“No, it is not very fine. It means people that are going to settle far away, on the other side of the world. Australia is—I don’t know how many thousand miles away.”

“Can you go there by land?” said Emma. “You needn’t laugh—how was I to know? Oh, I can’t abide going in a ship.”

“That’s a pity, for you can’t go in anything else. But it’s a fine big ship, and every care taken. Look here, Emma, you must make up your mind. Will you go?”

“Oh, I don’t know,” cried Emma; “I can’t tell; how long would you be in the ship? It isn’t what I ever expected,” she said in a plaintive voice. “A hurry, and a fuss, and then a long sea-voyage. Oh, I don’t think I should like it, Mr. Law.”

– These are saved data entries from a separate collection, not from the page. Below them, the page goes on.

PR #378, opened 2024-02-23
Store datetimes with fixed offset

### LINKED ISSUE #376: Support for RFC 3339 in target time zone
I'm not able to get times to print in RFC 3339 using the `format_datetime` function:

```
>>> get_local_timezone()

  get_local_timezone()

    = America/Los_Angeles    [String]

>>> format_datetime("%Y-%m-%dT%H:%M:%S%:z", local(now()))

  format_datetime("%Y-%m-%dT%H:%M:%S%:z", local(now()))

    = 2024-02-23T22:01:52+00:00    [String]

>>> now()

  now()

    = Fri, 23 Feb 2024 14:01:54 -0800    [DateTime]
```

According to [the chrono docs](https://docs.rs/chrono/latest/chrono/format/strftime/index.html#specifiers), `%z` and friends should give the _local offset_ relative to UTC. However, it looks like the TZ info is getting dropped before being sent to the formatter and it's always displaying in UTC. (I would also like to add formatters/parsers for the reference format to the prelude, but I'm not sure if others would find that useful.)

sharkdp:
This changes a couple of things regarding datetime handling:

- We don't store utc datetime and offset separately, but as a single DateTime<FixedOffset>. This not just fixes a bug, but also feels much cleaner overall.
- Do not ignore offsets in format_datetime, fixes #376
- Fix crashes for out-of-range values in `from_unixtime`
- datetime(…) will now return datetimes with the specified UTC offset (not the local UTC offset)
- from_unixtime(…) will now return datetimes in the local timezone, not in UTC

### DIFF
--- a/numbat/src/value.rs
+++ b/numbat/src/value.rs
@@ -26,7 +26,7 @@ pub enum Value {
     Boolean(bool),
     String(String),
     /// A DateTime with an associated offset used when pretty printing
-    DateTime(chrono::DateTime<chrono::Utc>, chrono::FixedOffset),
+    DateTime(chrono::DateTime<chrono::FixedOffset>),
     FunctionReference(FunctionReference),
 }
 
@@ -59,8 +59,8 @@ impl Value {
     }
 
     #[track_caller]
-    pub fn unsafe_as_datetime(&self) -> &chrono::DateTime<chrono::Utc> {
-        if let Value::DateTime(dt, _) = self {
+    pub fn unsafe_as_datetime(&self) -> &chrono::DateTime<chrono::FixedOffset> {
+        if let Value::DateTime(dt) = self {
             dt
         } else {
             panic!("Expected value to be a string");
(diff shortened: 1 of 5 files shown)


numbat/src/value.rs
```diff
@@ -26,7 +28,7 @@ pub enum Value {
     Boolean(bool),
     String(String),
     /// A DateTime with an associated offset used when pretty printing
-    DateTime(chrono::DateTime<chrono::Utc>, chrono::FixedOffset),
+    DateTime(chrono::DateTime<chrono::FixedOffset>),
```
sharkdp, line 31: @eminence Do you remember why you chose to store datetime in UTC + offset separately?

eminence: No, not really.   I think the initial version didn't support any datetime conversions, so storing a `DateTime<Utc>` was a natural fit, and it didn't evolve in the best way when Tz conversions were added.  I may have also been operating under [a potentially faulty] assumption that it would be easier to reason about datetime operations is everything was done in Utc (and then only converted to something else for printing). 

However skimming your new version here, it does look less complicated 👍

sharkdp: Thank you!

“The question is, do you like me?” said Law, with a little thrill in his deep yet boyish bass. “You couldn’t like the parting and all that—it wouldn’t be natural; but do you like me well enough to put up with it? I don’t want you to do anything you don’t like, but when I go it will be for good, and you must just make up your mind which you like best—to go with me, though there’s a good deal of trouble, or to stay at home, and good-bye to me for ever.”

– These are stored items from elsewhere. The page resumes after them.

PR #386, opened 2024-03-01
feat: create directories for history if they DNE

### LINKED ISSUE #385: try to create directories for history if they don't already exist

hamirmahal:
fixes #385.

### DIFF
--- a/numbat-cli/src/main.rs
+++ b/numbat-cli/src/main.rs
@@ -315,8 +315,6 @@ impl Cli {
         let result = self.repl_loop(&mut rl, interactive);
 
         if interactive {
-            // Create the prerequisite directories required to save history, if they don't exist already.
-            fs::create_dir_all(history_path.parent().unwrap())?;
             rl.save_history(&history_path).context(format!(
                 "Error while saving history to '{}'",
                 history_path.to_string_lossy()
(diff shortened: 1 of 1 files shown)


numbat-cli/src/main.rs
```diff
@@ -315,10 +315,21 @@ impl Cli {
         let result = self.repl_loop(&mut rl, interactive);
 
         if interactive {
-            rl.save_history(&history_path).context(format!(
-                "Error while saving history to '{}'",
-                history_path.to_string_lossy()
-            ))?;
+            // Try to save the history, and if it fails because prerequisite directories don't exist, create them.
+            if let Err(e) = rl.save_history(&history_path) {
```
sharkdp, line 319: Instead of checking whether it fails, we could always call `create_dir_all`.

hamirmahal: Let me know if the latest changes are more or less what you had in mind.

At this, Emma began to cry. “Oh, I shouldn’t like to say good-bye for ever,” she said; “I always hated saying good-bye. I don’t know what to do; it would be good-bye to mother, and Ellen, and them all. And never to come back again would be awful! I shouldn’t mind if it was for a year or two years, but never to come back—I don’t know what to do.”

“We might come home on a visit, if we got very rich,” said Law, “or we might have some of the others out to see us.

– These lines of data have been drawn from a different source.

PR #370, opened 2024-02-21
Add '-i' option to enter interactive session after executing script or expression

Bzero:
Fixes #369.

PR #388, opened 2024-03-05
Skip serializing 'enter_repl'

Bzero:
This pull request fixes a small error that I made in #370 which accidentally made the 'enter_repl' variable accessible in the config file.


sharkdp (approved):
Thank you!

Issue #314, opened 2024-02-05
Non-ideal error message when both string and interpolation are unterminated


mhmdanas:
```console
>>> print("test {1)
error: while parsing
  ┌─ <input:5>:1:7
  │
1 │ print("test {1)
  │       ^^^^^^^ Unterminated string interpolation
```

(example taken from [this test](https://github.com/sharkdp/numbat/blob/8a4816048ea8d8f258d8f8d719d933423da66c08/numbat/src/parser.rs#L2461))

I would expect the error to either be "Unterminated string," or for the error span to point at just `{1`.

mhmdanas:
This issue was resolved by #389.

PR #389, opened 2024-03-07
Change error message for unterminated strings with interpolation.

Zengor:
I was exploring the codebase when I stumbled into what seemed to be the cause of #314.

“Oh, for a visit!” said Emma. “But they’d miss me dreadful in the workroom. Oh, I wish I knew what to say.”

“You must choose for yourself—you must please yourself,” said Law, a little piqued by the girl’s many doubts; then he softened again. “You know, Emma,” he said, “when a girl gets married it’s very seldom she has her own people near her, and I don’t know that it’s a good thing when she has. People say, at least, husband and wife ought to be enough for each other. And, supposing it was only to London, it would still be away from them.”

“Oh, but it would be different,” cried Emma; “if one could come back now and again, and see them all; but to live always hundreds of thousands of miles away.”